Bekiroğlu; “Babam kendisi köylere öğretmen olarak gitse bile bizi, annem ve kardeşlerimi götürmezdi, ailemin köyde değil de Lefkoşa’da yaşayalım diye bir özverisi vardı. Üç erkekten sonra gelen tek oğlandım, ailemin kıymetlisiydim, ablalarım bana hep yardım ederdi. Özellikle el işi derslerinde çok zayıf bir öğrenciydim ve hep ablalarımdan yardım alırdım. Nasıl oldu da el işinde bu denli zayıf bir öğrenciyken bir başarılı bir cerrah doktoru oldum ben de bilemiyorum… Allah utandırmadı. Sayısal yönüm güçlüydü. Çok da güçlü bir çocuktum. Hiç unutmuyorum, 13 veya 14 yaşlarındaydım, muhtar ölmüştü ve muhtara otopsi yapmak için gelmişlerdi, ben de girip otopsiye yardım etmiştim. İngiltere’den İngiliz Lise müdürüm bana öğretmen olmam için burs verdi. Biz fakir olduğumuz halde ben o bursu reddettim. Halen daha neden reddettiğimi izah edemiyorum. 17 yaşında o bursu reddetmek herhalde hayatımda bilinçli olarak yaptığım en büyük ve hiç pişman olmadığım bir karardı. Niye geri çevirdiğimi anlamamışlardı. Babamı sürekli görüyordum ve ben dünyaya açılmak istiyordum, Kıbrıs’ta okula kapanmak istemiyordum. 1945 yılında İstanbul’a gidip İstanbul Tıp Fakültesi’nde tıp okumaya başladım. 1951 yılında mezun oldu. Cerrahpaşa’da beş yıl ihtisas yaptım. Hayallerimi nispeten gerçekleştirdim. Cerrahpaşa’dan mezun olup 1956 yılında Kıbrıs’a döndüm. Burada İngiliz idaresi vardı, cerrah olarak girmek istedim, beni pratisyen hâkim olarak almak istediler ve cerrah olarak girmem için İngiltere’de ihtisas yapmama gerektiğini söylediler. Bunu kabul etmedim ve İngiltere’ye gittim, ileri ihtisas ve doktorluk yapıp geri Kıbrıs’a döndüm.” diyor.

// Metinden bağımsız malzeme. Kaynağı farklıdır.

Issue #1596, opened 2025-08-18
Suwayomi sometimes doesn't gracefully exit on PC shutdown


Akonyl:
### Steps to reproduce

1. Run Suwayomi
2. Update manga, read, etc, typical usage (unknown what exactly causes the issue)
3. Close all open windows (including browser which the WebUI is running from)
4. Leave Suwayomi server running and shutdown the PC

### Expected behavior

The PC should shut down gracefully without throwing exceptions or requiring user input.

### Actual behavior

 Occasionally (~50-75% chance) the shutdown process will halt, with a java exception being thrown from Suwayomi's javaw.exe.

### Suwayomi-Server version

2.1.1867

### Server operating system

Windows 10

### Server JVM version

21.0.8.0

### Used client name

WebUI

### Client version

r2717

### Used web browser

Firefox 141

### Client operating system

Windows 10

### Other details

Obviously a minor bug, but I'm writing it up because on the previous version I used (2.0.1727, used since May), it didn't happen. Could also be related to heavier usage now, but I immediately started seeing it upon switching to the new version.

I assume this isn't very common as if I was running Suwayomi server on an actual server, rather than the same desktop as the webui reader, I wouldn't be shutting it off.

Sorry for the phone pic, but I can't really take a screenshot of it because of the circumstance.

<img width="517" height="474" alt="Image" src="https://github.com/user-attachments/assets/f542212b-3f8e-44e0-8720-c0b8a95688ea" />

> The exception Breakpoint
> A breakpoint has been reached.
> (0x80000003) occurred in the application at location
> 0x00007FF84CE83B07.
> 
> Click on OK to terminate the program
> Click on CANCEL to debug the program

Clicking both OK and Cancel on the window both do the same thing (just closing the window and letting the PC shut down normally), Cancel doesn't give me any more useful debug information. 

Digging into it, I found "debug.log" in the bin folder, which I have attached. It seems like each time, the output looks something like:

[debug.log](https://github.com/user-attachments/files/21845155/debug.log)

[0818/030125.185:ERROR:network_service_instance_impl.cc(599)] Network service crashed, restarting service.
[0818/030125.505:ERROR:gpu_process_host.cc(989)] GPU process exited unexpectedly: exit_code=1073807364
[0818/030125.505:WARNING:gpu_process_host.cc(1360)] The GPU process has crashed 1 time(s)
[...]

PR #1738, opened 2025-10-24
[#1596] Dispose KCEF on shutdown

cpiber:
Properly dispose KCEF on shutdown. Tried to reboot ~5 times and didn't see any errors, but I also could not reproduce the original issue.

@yeezylife, @JAK1047 please test if this solves the issue or if something else is responsible

### DIFF
--- a/server/src/main/kotlin/suwayomi/tachidesk/server/ServerSetup.kt
+++ b/server/src/main/kotlin/suwayomi/tachidesk/server/ServerSetup.kt
@@ -32,7 +32,6 @@ import kotlinx.coroutines.flow.distinctUntilChanged
 import kotlinx.coroutines.flow.launchIn
 import kotlinx.coroutines.flow.onEach
 import kotlinx.coroutines.launch
-import kotlinx.coroutines.runBlocking
 import org.bouncycastle.jce.provider.BouncyCastleProvider
 import org.cef.network.CefCookieManager
 import org.koin.core.context.startKoin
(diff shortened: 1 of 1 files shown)


server/src/main/kotlin/suwayomi/tachidesk/server/ServerSetup.kt
```diff
@@ -538,4 +540,15 @@ fun applicationSetup() {
             onError = { it?.printStackTrace() },
         )
     }
+
+    Runtime.getRuntime().addShutdownHook(
+        thread(start = false) {
+            runBlocking {
+                val logger = KotlinLogging.logger("KCEF")
+                logger.debug { "Shutting down KCEF" }
+                KCEF.dispose()
```
Syer10: Is there a disposeBlocking version of this function that we can use instead of wrapping this in runBlocking?

cpiber: There is, but it just wraps the call in `runBlocking` itself:

https://github.com/DatL4g/KCEF/blob/0665269b7d6a91b0ee187f4432bb5be5ca41a112/kcef/src/main/kotlin/dev/datlag/kcef/KCEF.kt#L294-L297

Syer10: Let's use that. Less code on our end.

Syer10 (approved):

“BİLGİ VE TECRÜBEMLE, YOKLUK İÇERİSİNDE, İŞİMİ EN İYİ ŞEKİLDE YAPMAYA ÇALIŞTIM”
İstanbul Üniversitesi Tıp Fakültesi’nden mezun olduktan sonra İngiltere'de Genel Cerrahi ihtisası yapan, Devlet Hastahanesi’nde çalışıp, Balkan Tıp Birliği’nin Kıbrıs Türk Temsilcisi olarak görev yapan, Kıbrıs Türk Federe Devleti kurucu Meclisine milletvekili seçilen, KKTC Kurucu Meclisine milletvekili seçilen Dr. Kaya Bekiroğlu, hem başarılı bir cerrah hem de kendini topluma adayan bir kişilik.
İlk olmanın hem cefası hem de sefasını sürmüş Bekiroğlu o dönemi şöyle anlatıyor:
“Yılarca devlet hastanesinde çalışmış, kendini hastalarına adamış, tam teşekküllü büyük hastanelerde çalışıp işini öğrenen bir cerrah olarak hiç özel kliniğimde çalışmadım, ne kalbimde ne de göğsümde böyle bir iş olmadı.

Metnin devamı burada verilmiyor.